Tahini is sesame paste. The sesame is another ancient plant that we have cultivated for millennia around the Eastern Mediterranean. It gives hummus the smooth texture, and helps to bind everything together. And, similar to the chickpea, it is a nutritional powerhouse. 138% DV thiamine, 113% DV phosphorous, 49% DV zinc. Sesame does have a high fat content, however, of the 53 grams fat per 1/2 cup serving, 43 grams are mono and polyunsaturated fats. Studies have shown these to be good for you. The more you look at the ingredients of hummus, the more it shows, that, not only is it delicious, but a healthy snack too.

Garlic is the next ingredient. I wrote a whole post on garlic, it’s another powerhouse, and not just the flavor. I personally love it, hence the 4 cloves, you can adjust the amount with more or less as you like it. Olive oil helps to emulsify and lemon juice adds a tart note.

Now to the spices. Because hummus has it’s roots in the Eastern Mediterranean region, I wanted to keep the spices from that region too, to keep it as authentic as I could. Starting with cumin. Although cumin is originally from the far east, it was brought to the Eastern Mediterranean region and is used extensively in the regional cooking, with a very distinctive earthy flavor.

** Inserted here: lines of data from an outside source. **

PR #473, opened 2025-08-05
Add message length events to MSFT internal telemetry 

yemohyleyemohyle:
Add a telemetry event that would have a similar structure as engine.messages events but with content replaced by length of that content. This way the messages will be much shorter, not truncated, les likely to drop, and will allow to compute input cost of each tool - total number of characters contributed by a tool to all the conversation input messages it is included in.

### DIFF
--- a/src/extension/prompts/node/agent/agentInstructions.tsx
+++ b/src/extension/prompts/node/agent/agentInstructions.tsx
@@ -5,6 +5,7 @@
 
 import { BasePromptElementProps, PromptElement, PromptSizing } from '@vscode/prompt-tsx';
 import type { LanguageModelToolInformation } from 'vscode';
+import { LanguageModelToolMCPSource } from '../../../../vscodeTypes';
 import { ToolName } from '../../../tools/common/toolNames';
 import { IToolsService } from '../../../tools/common/toolsService';
 import { InstructionMessage } from '../base/instructionMessage';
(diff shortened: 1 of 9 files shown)


src/platform/networking/node/chatStream.ts
```diff
@@ -12,12 +12,81 @@ import { APIJsonData, CAPIChatMessage, ChatCompletion, rawMessageToCAPI } from '
 import { FinishedCompletion, convertToAPIJsonData } from './stream';
 
 // TODO @lramos15 - Find a better file for this, since this file is for the chat stream and should not be telemetry related
-export function sendEngineMessagesTelemetry(telemetryService: ITelemetryService, messages: CAPIChatMessage[], telemetryData: TelemetryData) {
+export function sendEngineMessagesLengthTelemetry(telemetryService: ITelemetryService, messages: CAPIChatMessage[], telemetryData: TelemetryData, logService?: ILogService) {
+	// Determine if this is input or output based on message characteristics
+	const isOutput = messages.length === 1 && messages[0].role === 'assistant';
```
roblourens: Instead of trying to guess this from the input would it be easier to just pass a flag as a parameter or something?

src/platform/networking/node/chatStream.ts
```diff
@@ -46,7 +115,18 @@ export function prepareChatCompletionForReturn(
 		content: toTextParts(messageContent),
 	};
 
-	sendEngineMessagesTelemetry(telemetryService, [rawMessageToCAPI(message)], telemetryData);
+	// Create enhanced message for telemetry with usage information
+	const telemetryMessage = rawMessageToCAPI(message);
+
+	// Add usage information if available
+	if (c.usage) {
+		(telemetryMessage as any).usage = c.usage;
```
roblourens: I'd prefer that we don't use objects as random property bags but put this in telemetryData or somewhere else properly typed

src/platform/networking/node/chatStream.ts
```diff
@@ -12,12 +12,81 @@ import { APIJsonData, CAPIChatMessage, ChatCompletion, rawMessageToCAPI } from '
...
+		return processedMsg;
+	});
+
+	// Log the messages before sending to telemetry with modelCallId as top-level property
+	const logData = {
+		modelCallId: modelCallId,
+		messageType: messageType,
+		messages: messagesWithLength
+	};
+	logService?.info(`[TELEMETRY] engine.messages.length: ${JSON.stringify(logData, null, 2)}`);
```
roblourens: I don't think we should log stuff like this to `info`.  Outgoing telemetry is logged to the telemetry channel already anyway

DonJayamanne (approved):

src/platform/networking/node/chatStream.ts
```diff
@@ -64,7 +64,7 @@ export function sendEngineMessagesLengthTelemetry(telemetryService: ITelemetrySe
 		messageType: messageType,
 		messages: messagesWithLength
 	};
-	logService?.info(`[TELEMETRY] engine.messages.length: ${JSON.stringify(logData, null, 2)}`);
+	logService?.debug(`[TELEMETRY] engine.messages.length: ${JSON.stringify(logData, null, 2)}`);
```
roblourens, line 67: This is kind of noisy, why do you need to log it?

PR #479, opened 2025-08-06
Add "onExP" tag to enableRetryAfterFilteredResponse setting

jwangxx:


bpasero (approved):

Tyriar (approved):

roblourens:
I'm not actually sure we need this tag? It's used in some settings but I don't think it actually does anything in the extension... getting confirmation before I merge this

roblourens:
This just ensures that the UI is synced with the exp state

PR #497, opened 2025-08-07
Add a switch for Instant Apply to use short model for lower context prompts 

roblourens:
Had to port https://github.com/microsoft/vscode-copilot-chat/pull/443 to a branch on this repo


dbaeumer (approved):

roblourens:
I realized that the codemapper is used for some inline tests too, there are a pretty large set of these, I'm trying to update the cache for them now

PR #500, opened 2025-08-07
introuce networkError as a new type for CAPI errors

isidorn:
Fixes microsoft/vscode-internalbacklog/issues/5687

@lramos15 I took a stab to separate the network requests from the generic FAILED. This will allow us to better filter down the error rates in our dashboards. Let me know if there is something that I should improve in this PR.


lramos15:
Some CI failures

isidorn:
@lramos15 sorry about that. I just fixed those errors.

lramos15 (approved):

PR #507, opened 2025-08-07
send telemetry from EH as well

amunger:
follow up on https://github.com/microsoft/vscode/pull/257498 to send data over to GH

### DIFF
--- a/src/extension/conversation/vscode-node/userActions.ts
+++ b/src/extension/conversation/vscode-node/userActions.ts
@@ -185,34 +185,32 @@ export class UserFeedbackService implements IUserFeedbackService {
 					}
 				}
 				break;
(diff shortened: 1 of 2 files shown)


src/extension/conversation/vscode-node/userActions.ts
```diff
@@ -191,6 +185,34 @@ export class UserFeedbackService implements IUserFeedbackService {
 					}
 				}
 				break;
+			case 'chatEditingHunkAction':
+
+				/* __GDPR__
+					"panel.edit.action" : {
+						"owner": "joyceerhl",
```
roblourens: 😓

roblourens (approved):

PR #518, opened 2025-08-08
Update copied VS sources

roblourens:


roblourens:
Blocked on https://github.com/microsoft/vscode/issues/260651 and https://github.com/microsoft/vscode/issues/260650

And now to make the hummus. Toss everything into a food processor with about 4 ice cubes. The ice is because heat is generated during the blending process, and, the ice cools it a bit. Now to blend, it will clump a bit while blending, just add a little water to help, won’t need much. Blend until completely smooth, about 2 minutes will do. Now taste, you can add more of anything, but just remember, you can’t take away. So, if you’re concerned about the spice level, add a little at the beginning, then add some more at the end. Just blend for 30 seconds or so to mix well and re taste.

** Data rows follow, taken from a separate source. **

PR #531, opened 2025-08-09
fix: update apply_patch format instructions to be consistent and include required space

agreaves-ms:
### ApplyPatchFormatInstructions

- Made sure the model knows to always have a space before `[context_before]` and `[context_after]`
- Made sure the model knows to always have a `-` before original old code lines
- Made sure the model knows to always have a `+` after new code lines

### ApplyPatchInstructions
- Explicitly tell GPT-5 to not use ApplyPatch for create file (*GPT-5 would try and create a file with apply_patch then fail over and over until eventually using the create_file tool*)

## Details

The apply_patch instructions and description would sometimes confuse the models and produce patches that where either missing an additional space infront of unchanging context lines, or it would consider `-` characters from the original text as old code lines.

### DIFF
--- a/src/extension/prompts/node/agent/agentInstructions.tsx
+++ b/src/extension/prompts/node/agent/agentInstructions.tsx
@@ -400,12 +400,15 @@ export class ApplyPatchFormatInstructions extends PromptElement {
 	render() {
 		return <>
 			*** Update File: [file_path]<br />
-			[context_before] -&gt; See below for further instructions on context.<br />
+			&nbsp;[context_before] -&gt; See below for further instructions on context.<br />
 			-[old_code] -&gt; Precede each line in the old code with a minus sign.<br />
 			+[new_code] -&gt; Precede each line in the new, replacement code with a plus sign.<br />
-			[context_after] -&gt; See below for further instructions on context.<br />
+			&nbsp;[context_after] -&gt; See below for further instructions on context.<br />
 			<br />
+			Prefix each line of old code with exactly one minus (-) before its original first character; keep the original indentation after it.<br />
+			Prefix each line of new code with exactly one plus (+), the remainder of the line after the plus is the full new line content.<br />
 			For instructions on [context_before] and [context_after]:<br />
+			- Prefix each unchanged context line with exactly one ASCII space (U+0020) before its original first character; keep the original indentation after it.<br />
 			- By default, show 3 lines of code immediately above and 3 lines immediately below each change. If a change is within 3 lines of a previous change, do NOT duplicate the first change's [context_after] lines in the second change's [context_before] lines.<br />
 			- If 3 lines of context is insufficient to uniquely identify the snippet of code within the file, use the @@ operator to indicate the class or function to which the snippet belongs.<br />
 			- If a code block is repeated so many times in a class or function such that even a single @@ statement and 3 lines of context cannot uniquely identify the snippet of code, you can use multiple `@@` statements to jump to the right context.
@@ -413,17 +416,18 @@ export class ApplyPatchFormatInstructions extends PromptElement {
 			You must use the same indentation style as the original code. If the original code uses tabs, you must use tabs. If the original code uses spaces, you must use spaces. Be sure to use a proper UNESCAPED tab character.<br />
 			<br />
 			See below for an example of the patch format. If you propose changes to multiple regions in the same file, you should repeat the *** Update File header for each snippet of code to change:<br />
-			<br />
-			*** Begin Patch<br />
-			*** Update File: /Users/someone/pygorithm/searching/binary_search.py<br />
-			@@ class BaseClass<br />
-			@@   def method():<br />
-			[3 lines of pre-context]<br />
-			-[old_code]<br />
-			+[new_code]<br />
-			+[new_code]<br />
-			[3 lines of post-context]<br />
-			*** End Patch<br />
+			<Tag name='applyPatchExample'>
+				*** Begin Patch<br />
+				*** Update File: /Users/someone/pygorithm/searching/binary_search.py<br />
+				@@ class BaseClass<br />
+				@@   def method():<br />
+				&nbsp;[3 lines of pre-context]<br />
+				-[old_code]<br />
+				+[new_code]<br />
+				+[new_code]<br />
+				&nbsp;[3 lines of post-context]<br />
+				*** End Patch<br />
+			</Tag>
 		</>;
 	}
 }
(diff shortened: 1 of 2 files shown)


src/extension/prompts/node/agent/agentInstructions.tsx
```diff
@@ -433,7 +437,9 @@ class ApplyPatchInstructions extends PromptElement<DefaultAgentPromptProps> {
 		const isGpt5 = this.props.modelFamily === 'gpt-5';
 		return <Tag name='applyPatchInstructions'>
 			To edit files in the workspace, use the {ToolName.ApplyPatch} tool. If you have issues with it, you should first try to fix your patch and continue using {ToolName.ApplyPatch}. If you are stuck, you can fall back on the {ToolName.EditFile} tool. But {ToolName.ApplyPatch} is much faster and is the preferred tool.<br />
-			{isGpt5 && <>Prefer the smallest set of changes needed to satisfy the task. Avoid reformatting unrelated code; preserve existing style and public APIs unless the task requires changes. When practical, complete all edits for a file within a single message.<br /></>}
+			{isGpt5 && <>
+				Never use {ToolName.ApplyPatch} for creating files.<br />
+				Prefer the smallest set of changes needed to satisfy the task. Avoid reformatting unrelated code; preserve existing style and public APIs unless the task requires changes. When practical, complete all edits for a file within a single message.<br /></>}
```
agreaves-ms, line 446: Also, do we need these instructions? Would they limit GPT-5 at all and have GPT-5 focus on only making small simple changes?

```text
Prefer the smallest set of changes needed to satisfy the task. Avoid reformatting unrelated code; preserve existing style and public APIs unless the task requires changes. When practical, complete all edits for a file within a single message.<br />
```

roblourens: Not sure what the origin of this line is. cc @bhavyaus

src/extension/prompts/node/agent/agentInstructions.tsx
```diff
@@ -433,7 +441,9 @@ class ApplyPatchInstructions extends PromptElement<DefaultAgentPromptProps> {
 		const isGpt5 = this.props.modelFamily === 'gpt-5';
 		return <Tag name='applyPatchInstructions'>
 			To edit files in the workspace, use the {ToolName.ApplyPatch} tool. If you have issues with it, you should first try to fix your patch and continue using {ToolName.ApplyPatch}. If you are stuck, you can fall back on the {ToolName.EditFile} tool. But {ToolName.ApplyPatch} is much faster and is the preferred tool.<br />
-			{isGpt5 && <>Prefer the smallest set of changes needed to satisfy the task. Avoid reformatting unrelated code; preserve existing style and public APIs unless the task requires changes. When practical, complete all edits for a file within a single message.<br /></>}
+			{isGpt5 && <>
+				Never use {ToolName.ApplyPatch} for creating files.<br />
```
connor4312, line 445: Creating a file with apply patch is fine, we should handle it

https://github.com/microsoft/vscode-copilot-chat/blob/6eeee7777628684be3f12cd2c0bb477c761c245b/src/extension/tools/node/applyPatch/parseApplyPatch.ts#L44

If we don't, that is a bug we should fix

src/extension/prompts/node/agent/agentInstructions.tsx
```diff
@@ -399,31 +399,39 @@ export class SweBenchAgentPrompt extends PromptElement<DefaultAgentPromptProps>
...
-			[context_after] -&gt; See below for further instructions on context.<br />
+			{[
+				`*** Update File: [file_path]`,
+				` [context_before] -> See below for further instructions on context.`,
+				`-[old_code] -> Precede each line in the old code with a minus sign.`,
+				`+[new_code] -> Precede each line in the new, replacement code with a plus sign.`,
+				` [context_after] -> See below for further instructions on context.`
+			].join('\n')}<br />
 			<br />
+			Prefix each line of old code with exactly one minus (-) before its original first character; keep the original indentation after it.<br />
```
connor4312, line 410: These prefix instructions don't appear in Codex's apply patch instructions, so I would tend to say we should not include them here unless we have strong reason to believe they improve behavior https://github.com/openai/codex/blob/main/codex-rs/apply-patch/apply_patch_tool_instructions.md

src/extension/prompts/node/agent/agentInstructions.tsx
agreaves-ms: I can do some additional testing today as I'm working on things and report back regarding apply_patch failing on creating a file.

src/extension/prompts/node/agent/agentInstructions.tsx
agreaves-ms: Good point, I can look at Codex's code first and see where this is a problem. Also I'll try testing this out further and produce smaller set of sample data to reproduce the issue.

src/extension/prompts/node/agent/agentInstructions.tsx
connor4312: We don't explicitly instruct it to use Add File afaik in our instructions, but GPT is fine-tuned on apply_patch so it might include it nevertheless

src/extension/prompts/node/agent/agentInstructions.tsx
agreaves-ms: I made a repo with contrived examples, capturing conversation, example file before conversation, results, and all logs.

https://github.com/agreaves-ms/vscode-copilot-chat-example-issues

The one example I have in there right now is specifically around what these instructions were meant to fix.

@connor4312 do you think it makes sense to share this and address these instruction changes in Codex's repo first?

I don't believe it's possible to work around this issue in apply_patch's logic as it would always see something like `- list item` differently than ` - list item`.

Captured screenshot of the problem:

image

`### 🔐 SSL and Kubernetes Integration (SSE-Only)` should be ` ### 🔐 SSL and Kubernetes Integration (SSE-Only)`

src/extension/prompts/node/agent/agentInstructions.tsx
bhavyaus: This was recommended from OAI. I believe this was to partly fix issues such as https://github.com/microsoft/vscode/issues/261052 to keep the model from being very verbose with the generated code and comments. 
Since
> Would they limit GPT-5 at all and have GPT-5 focus on only making small simple changes?

 isn't an behavior we're observing, please leave this one in for now.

And, that’s my hummus recipe, it’s delicious and healthy. I like to garnish with something green, a little olive oil and maybe some whole chickpeas. Thank you for reading and enjoy.

Hummus

Course: DipCuisine: MediterraneanDifficulty: Easy
Prep time

15

minutes

A creamy, healthy dip from the Eastern Mediterranean, hummus served with warm pita or on celery, makes a great anytime snack

Ingredients

  • 2 Cups Chickpeas, cooked

  • 1/2 Cup Tahini

  • 1/4 Cup Olive Oil

  • 4 Cloves Garlic

  • Juice of 1 Lemon

  • 1 Tablespoon Cumin

  • 2 Tablespoons Water, approximately

Directions

  • Put all the ingredients in a food processor, blend, add a little water while blending to prevent clumping
  • Serve with pita and garnish with olive oil and some whole chickpeas.